WORK TASK
Copy out again, unchanged, the listing below from the line that has "PR #133, opened 2022-07-05" through the line that has "2. Implement some sort of selective include".

DATA FOR THIS TASK
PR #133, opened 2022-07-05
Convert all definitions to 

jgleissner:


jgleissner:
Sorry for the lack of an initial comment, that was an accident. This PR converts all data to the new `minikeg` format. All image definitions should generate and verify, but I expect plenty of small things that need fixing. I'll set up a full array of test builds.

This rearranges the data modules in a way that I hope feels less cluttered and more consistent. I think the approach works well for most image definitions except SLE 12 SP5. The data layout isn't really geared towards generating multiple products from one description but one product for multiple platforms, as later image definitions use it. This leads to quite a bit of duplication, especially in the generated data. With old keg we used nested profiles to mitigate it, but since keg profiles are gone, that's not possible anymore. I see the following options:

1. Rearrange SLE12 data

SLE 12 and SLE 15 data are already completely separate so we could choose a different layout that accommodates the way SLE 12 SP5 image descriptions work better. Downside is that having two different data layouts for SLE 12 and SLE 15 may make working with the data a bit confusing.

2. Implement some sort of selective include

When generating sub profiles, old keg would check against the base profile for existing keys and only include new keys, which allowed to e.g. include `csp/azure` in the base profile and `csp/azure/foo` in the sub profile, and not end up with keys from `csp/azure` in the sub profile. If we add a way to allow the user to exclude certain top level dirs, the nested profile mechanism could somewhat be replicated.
==
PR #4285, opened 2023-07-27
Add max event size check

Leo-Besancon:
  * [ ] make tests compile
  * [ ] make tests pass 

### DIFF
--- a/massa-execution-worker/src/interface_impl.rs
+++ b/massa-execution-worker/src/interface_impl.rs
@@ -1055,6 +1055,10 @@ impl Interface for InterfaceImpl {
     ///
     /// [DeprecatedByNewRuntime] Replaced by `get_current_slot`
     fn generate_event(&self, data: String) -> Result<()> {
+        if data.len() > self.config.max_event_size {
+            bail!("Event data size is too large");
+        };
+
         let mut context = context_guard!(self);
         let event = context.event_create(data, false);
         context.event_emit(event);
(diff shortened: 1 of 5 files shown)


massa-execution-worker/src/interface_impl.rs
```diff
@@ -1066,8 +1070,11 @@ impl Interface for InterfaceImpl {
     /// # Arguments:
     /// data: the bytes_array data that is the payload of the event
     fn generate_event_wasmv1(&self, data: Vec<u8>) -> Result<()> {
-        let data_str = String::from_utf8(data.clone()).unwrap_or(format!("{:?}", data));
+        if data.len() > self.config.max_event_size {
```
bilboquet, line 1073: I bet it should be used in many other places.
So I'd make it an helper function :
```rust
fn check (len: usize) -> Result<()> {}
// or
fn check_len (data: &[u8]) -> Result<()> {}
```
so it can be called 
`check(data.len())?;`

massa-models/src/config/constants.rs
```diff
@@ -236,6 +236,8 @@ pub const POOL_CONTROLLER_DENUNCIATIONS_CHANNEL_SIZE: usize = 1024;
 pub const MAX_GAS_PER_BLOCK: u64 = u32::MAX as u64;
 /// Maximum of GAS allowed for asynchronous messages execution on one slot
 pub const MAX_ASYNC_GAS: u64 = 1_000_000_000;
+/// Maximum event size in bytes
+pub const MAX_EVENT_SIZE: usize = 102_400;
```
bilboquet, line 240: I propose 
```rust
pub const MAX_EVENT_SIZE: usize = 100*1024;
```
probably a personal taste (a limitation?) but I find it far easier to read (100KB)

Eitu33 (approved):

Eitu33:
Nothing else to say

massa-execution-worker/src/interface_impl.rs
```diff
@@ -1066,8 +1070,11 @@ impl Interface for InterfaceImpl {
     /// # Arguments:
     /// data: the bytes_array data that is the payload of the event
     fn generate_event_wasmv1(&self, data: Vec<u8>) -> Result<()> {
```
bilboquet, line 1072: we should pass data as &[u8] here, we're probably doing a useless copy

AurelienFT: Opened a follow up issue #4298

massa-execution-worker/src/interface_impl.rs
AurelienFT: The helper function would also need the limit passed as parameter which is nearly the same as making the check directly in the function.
* * *
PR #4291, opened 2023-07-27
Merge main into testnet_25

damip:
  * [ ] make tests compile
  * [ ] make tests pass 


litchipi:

RESPONSE TO THE TASK
PR #133, opened 2022-07-05
Convert all definitions to 

jgleissner:


jgleissner:
Sorry for the lack of an initial comment, that was an accident. This PR converts all data to the new `minikeg` format. All image definitions should generate and verify, but I expect plenty of small things that need fixing. I'll set up a full array of test builds.

This rearranges the data modules in a way that I hope feels less cluttered and more consistent. I think the approach works well for most image definitions except SLE 12 SP5. The data layout isn't really geared towards generating multiple products from one description but one product for multiple platforms, as later image definitions use it. This leads to quite a bit of duplication, especially in the generated data. With old keg we used nested profiles to mitigate it, but since keg profiles are gone, that's not possible anymore. I see the following options:

1. Rearrange SLE12 data

SLE 12 and SLE 15 data are already completely separate so we could choose a different layout that accommodates the way SLE 12 SP5 image descriptions work better. Downside is that having two different data layouts for SLE 12 and SLE 15 may make working with the data a bit confusing.

2. Implement some sort of selective include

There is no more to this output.